## Task details
This task calls for every entry below to be repeated exactly.

Recorded data
┄┄┄┄┄┄

PR #1249, opened 2018-12-17
[query] Proof of concept of asynchronous block iterators

arnikola:
Adds asynchronous query execution for blocks. Has two different approaches:
1) Single channel per `Current()` call, with caller determining execution
2) Value channel that will handle iteration through `Current()` values in the iterator as available, and adds them to the channel with an appropriate index

Currently a race condition exists within the step channel approach
Next step is feedback/benchmarking to determine which approach is best, and refactoring more functions to allow async execution, then introducing actual async.

### DIFF
--- a/src/query/functions/aggregation/base_async.go
+++ b/src/query/functions/aggregation/base_async.go
@@ -1,0 +1,164 @@
+// Copyright (c) 2018 Uber Technologies, Inc.
+//
+// Permission is hereby granted, free of charge, to any person obtaining a copy
+// of this software and associated documentation files (the "Software"), to deal
+// in the Software without restriction, including without limitation the rights
+// to use, copy, modify, merge, publish, distribute, sublicense, and/or sell
+// copies of the Software, and to permit persons to whom the Software is
+// furnished to do so, subject to the following conditions:
+//
+// The above copyright notice and this permission notice shall be included in
+// all copies or substantial portions of the Software.
+//
+// THE SOFTWARE IS PROVIDED "AS IS", WITHOUT WARRANTY OF ANY KIND, EXPRESS OR
+// IMPLIED, INCLUDING BUT NOT LIMITED TO THE WARRANTIES OF MERCHANTABILITY,
+// FITNESS FOR A PARTICULAR PURPOSE AND NONINFRINGEMENT. IN NO EVENT SHALL THE
+// AUTHORS OR COPYRIGHT HOLDERS BE LIABLE FOR ANY CLAIM, DAMAGES OR OTHER
+// LIABILITY, WHETHER IN AN ACTION OF CONTRACT, TORT OR OTHERWISE, ARISING FROM,
+// OUT OF OR IN CONNECTION WITH THE SOFTWARE OR THE USE OR OTHER DEALINGS IN
+// THE SOFTWARE.
+
+package aggregation
+
+import (
+	"sync"
+
+	"github.com/m3db/m3/src/query/block"
+	"github.com/m3db/m3/src/query/executor/transform"
+	"github.com/m3db/m3/src/query/functions/utils"
+	"github.com/m3db/m3/src/query/parser"
+	xsync "github.com/m3db/m3x/sync"
+)
+
+type baseNodeAsync struct {
+	op         baseOp
+	controller *transform.Controller
+
+	workerPool xsync.PooledWorkerPool
+}
+
+// Node creates an execution node
+func (o baseOp) AsyncNode(
+	controller *transform.Controller,
+	workerPool xsync.PooledWorkerPool,
+) transform.OpNodeAsync {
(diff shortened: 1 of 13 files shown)


arnikola:
Benchmarks added, average results across 10 runs:


1 Series,   100 Steps
Steps: 20000 runs, 83403.8 ns/op,  29250.8 allocs/op
Chan:  50000 runs, 25404.4 ns/op,  13686 allocs/op

100 Series, 100 Steps
Steps: 8000  runs, 203090 ns/op,   147566 allocs/op
Chan:  10000 runs, 142081 ns/op,   131903 allocs/op

10k Series, 100 Steps
Steps: 100 runs, 11473111.4 ns/op, 11334547.2 allocs/op
Chan:  100 runs, 12721183.8 ns/op, 11317352.9 allocs/op

100 Series, 10k Steps
Steps: 100 runs, 15840414.9 ns/op, 11696304.5 allocs/op
Chan:  100 runs, 10403478.3 ns/op, 10052040.3 allocs/op

10k Series, 10k Steps
Steps: 2.5 runs, 507341991 ns/op,  827119034.7 allocs/op
Chan:  2.8 runs, 499723487 ns/op,  823376332.7 allocs/op

src/query/functions/aggregation/base_async.go
```diff
@@ -0,0 +1,164 @@
...
+	}
+
+	nextBlock := builder.Build()
+	defer nextBlock.Close()
+	return n.controller.Process(nextBlock)
+}
+
+// ProcessValueChannel processes the block asynchronously using the value channel.
+func (n *baseNodeAsync) ProcessValueChannel(ID parser.NodeID, b block.AsyncBlock) error {
+	stepIter, err := b.AsyncStepIter()
```
andrewmains12: We don't actually use `stepIter` as an iterator here, which is confusing. Maybe we should just have a `ValuesChannel` method directly on the block?

src/query/functions/aggregation/base_async_benchmark_test.go
```diff
@@ -0,0 +1,242 @@
...
+func BenchmarkSteps10kSeries100Step(b *testing.B) {
+	benchmarkSteps(b, 10000, 100)
+}
+
+func BenchmarkValueChannel10kSeries100Step(b *testing.B) {
+	benchmarkValueChannel(b, 10000, 100)
+}
+
+func BenchmarkSteps100Series10kStep(b *testing.B) {
+	benchmarkSteps(b, 100, 10000)
```
andrewmains12: Not that it matters too much, but this could read nicely as a table driven benchmark:

```
func BenchmarkValueChannel(b *testing.B) {
   cases := []struct{
          Series int
          Step int
   }{
      {100, 100},
      {10000, 100},
      ...
    }

     for _, tc := range cases {
           b.Run("...", func(b *testing.B) {
                	benchmarkSteps(b, tc.Series, tc.Steps)
           })
     }
}
```

arnikola: Didn't know we could apply table driven tests to benchmarks but I guess it makes sense

src/query/ts/m3db/async_encoded_step_iterator.go
```diff
@@ -0,0 +1,274 @@
...
+	stepCount := it.StepCount()
+	ch := make(chan (block.IndexedStep), stepCount)
+	workerPools := it.workerPools
+	var wg sync.WaitGroup
+	wg.Add(it.StepCount())
+	for i := 0; it.Next(); i++ {
+		idx := i
+		currentTime := it.currentTime
+		currentValues := it.currentValues
+		workerPools.Go(func() {
```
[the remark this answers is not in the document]
arnikola: Currently it does, as soon as some of the blocks will need to start blocking, this will change. Idea is to build up from the simple case of being able to use async blocks in a synchronous-ish fashion to one where some steps are blocked until additional data comes in.

Making this async at the moment mirrors the potential for out-of-order writes, to ensure that the output can be put back together again correctly on the function side

src/query/functions/aggregation/base_async.go
arnikola: Good point; I'll play around with adding a different reader on the block and see how that works

If it ends up being a bit messy, might change the method name to `AsyncStepIter.ReadAll()` or something similar

src/query/ts/m3db/async_encoded_step_iterator.go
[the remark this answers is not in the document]
andrewmains12: Ah ok cool, fair enough. If the only purpose of this implementation is testing, let's move it to a test maybe?

arnikola:
Putting this on ice until a use case other than Prometheus lookback becomes apparent; can carry on splitting blocks for other data models and drop down to a full series approach when servicing Prometheus queries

┄┄┄┄┄┄

## Reply
PR #1249, opened 2018-12-17
[query] Proof of concept of asynchronous block iterators

arnikola:
Adds asynchronous query execution for blocks. Has two different approaches:
1) Single channel per `Current()` call, with caller determining execution
2) Value channel that will handle iteration through `Current()` values in the iterator as available, and adds them to the channel with an appropriate index

Currently a race condition exists within the step channel approach
Next step is feedback/benchmarking to determine which approach is best, and refactoring more functions to allow async execution, then introducing actual async.

### DIFF
--- a/src/query/functions/aggregation/base_async.go
+++ b/src/query/functions/aggregation/base_async.go
@@ -1,0 +1,164 @@
+// Copyright (c) 2018 Uber Technologies, Inc.
+//
+// Permission is hereby granted, free of charge, to any person obtaining a copy
+// of this software and associated documentation files (the "Software"), to deal
+// in the Software without restriction, including without limitation the rights
+// to use, copy, modify, merge, publish, distribute, sublicense, and/or sell
+// copies of the Software, and to permit persons to whom the Software is
+// furnished to do so, subject to the following conditions:
+//
+// The above copyright notice and this permission notice shall be included in
+// all copies or substantial portions of the Software.
+//
+// THE SOFTWARE IS PROVIDED "AS IS", WITHOUT WARRANTY OF ANY KIND, EXPRESS OR
+// IMPLIED, INCLUDING BUT NOT LIMITED TO THE WARRANTIES OF MERCHANTABILITY,
+// FITNESS FOR A PARTICULAR PURPOSE AND NONINFRINGEMENT. IN NO EVENT SHALL THE
+// AUTHORS OR COPYRIGHT HOLDERS BE LIABLE FOR ANY CLAIM, DAMAGES OR OTHER
+// LIABILITY, WHETHER IN AN ACTION OF CONTRACT, TORT OR OTHERWISE, ARISING FROM,
+// OUT OF OR IN CONNECTION WITH THE SOFTWARE OR THE USE OR OTHER DEALINGS IN
+// THE SOFTWARE.
+
+package aggregation
+
+import (
+	"sync"
+
+	"github.com/m3db/m3/src/query/block"
+	"github.com/m3db/m3/src/query/executor/transform"
+	"github.com/m3db/m3/src/query/functions/utils"
+	"github.com/m3db/m3/src/query/parser"
+	xsync "github.com/m3db/m3x/sync"
+)
+
+type baseNodeAsync struct {
+	op         baseOp
+	controller *transform.Controller
+
+	workerPool xsync.PooledWorkerPool
+}
+
+// Node creates an execution node
+func (o baseOp) AsyncNode(
+	controller *transform.Controller,
+	workerPool xsync.PooledWorkerPool,
+) transform.OpNodeAsync {
(diff shortened: 1 of 13 files shown)


arnikola:
Benchmarks added, average results across 10 runs:


1 Series,   100 Steps
Steps: 20000 runs, 83403.8 ns/op,  29250.8 allocs/op
Chan:  50000 runs, 25404.4 ns/op,  13686 allocs/op

100 Series, 100 Steps
Steps: 8000  runs, 203090 ns/op,   147566 allocs/op
Chan:  10000 runs, 142081 ns/op,   131903 allocs/op

10k Series, 100 Steps
Steps: 100 runs, 11473111.4 ns/op, 11334547.2 allocs/op
Chan:  100 runs, 12721183.8 ns/op, 11317352.9 allocs/op

100 Series, 10k Steps
Steps: 100 runs, 15840414.9 ns/op, 11696304.5 allocs/op
Chan:  100 runs, 10403478.3 ns/op, 10052040.3 allocs/op

10k Series, 10k Steps
Steps: 2.5 runs, 507341991 ns/op,  827119034.7 allocs/op
Chan:  2.8 runs, 499723487 ns/op,  823376332.7 allocs/op

src/query/functions/aggregation/base_async.go
```diff
@@ -0,0 +1,164 @@
...
+	}
+
+	nextBlock := builder.Build()
+	defer nextBlock.Close()
+	return n.controller.Process(nextBlock)
+}
+
+// ProcessValueChannel processes the block asynchronously using the value channel.
+func (n *baseNodeAsync) ProcessValueChannel(ID parser.NodeID, b block.AsyncBlock) error {
+	stepIter, err := b.AsyncStepIter()
```
andrewmains12: We don't actually use `stepIter` as an iterator here, which is confusing. Maybe we should just have a `ValuesChannel` method directly on the block?

src/query/functions/aggregation/base_async_benchmark_test.go
```diff
@@ -0,0 +1,242 @@
...
+func BenchmarkSteps10kSeries100Step(b *testing.B) {
+	benchmarkSteps(b, 10000, 100)
+}
+
+func BenchmarkValueChannel10kSeries100Step(b *testing.B) {
+	benchmarkValueChannel(b, 10000, 100)
+}
+
+func BenchmarkSteps100Series10kStep(b *testing.B) {
+	benchmarkSteps(b, 100, 10000)
```
andrewmains12: Not that it matters too much, but this could read nicely as a table driven benchmark:

```
func BenchmarkValueChannel(b *testing.B) {
   cases := []struct{
          Series int
          Step int
   }{
      {100, 100},
      {10000, 100},
      ...
    }

     for _, tc := range cases {
           b.Run("...", func(b *testing.B) {
                	benchmarkSteps(b, tc.Series, tc.Steps)
           })
     }
}
```

arnikola: Didn't know we could apply table driven tests to benchmarks but I guess it makes sense

src/query/ts/m3db/async_encoded_step_iterator.go
```diff
@@ -0,0 +1,274 @@
...
+	stepCount := it.StepCount()
+	ch := make(chan (block.IndexedStep), stepCount)
+	workerPools := it.workerPools
+	var wg sync.WaitGroup
+	wg.Add(it.StepCount())
+	for i := 0; it.Next(); i++ {
+		idx := i
+		currentTime := it.currentTime
+		currentValues := it.currentValues
+		workerPools.Go(func() {
```
[the remark this answers is not in the document]
arnikola: Currently it does, as soon as some of the blocks will need to start blocking, this will change. Idea is to build up from the simple case of being able to use async blocks in a synchronous-ish fashion to one where some steps are blocked until additional data comes in.

Making this async at the moment mirrors the potential for out-of-order writes, to ensure that the output can be put back together again correctly on the function side

src/query/functions/aggregation/base_async.go
arnikola: Good point; I'll play around with adding a different reader on the block and see how that works

If it ends up being a bit messy, might change the method name to `AsyncStepIter.ReadAll()` or something similar

src/query/ts/m3db/async_encoded_step_iterator.go
[the remark this answers is not in the document]
andrewmains12: Ah ok cool, fair enough. If the only purpose of this implementation is testing, let's move it to a test maybe?

arnikola:
Putting this on ice until a use case other than Prometheus lookback becomes apparent; can carry on splitting blocks for other data models and drop down to a full series approach when servicing Prometheus queries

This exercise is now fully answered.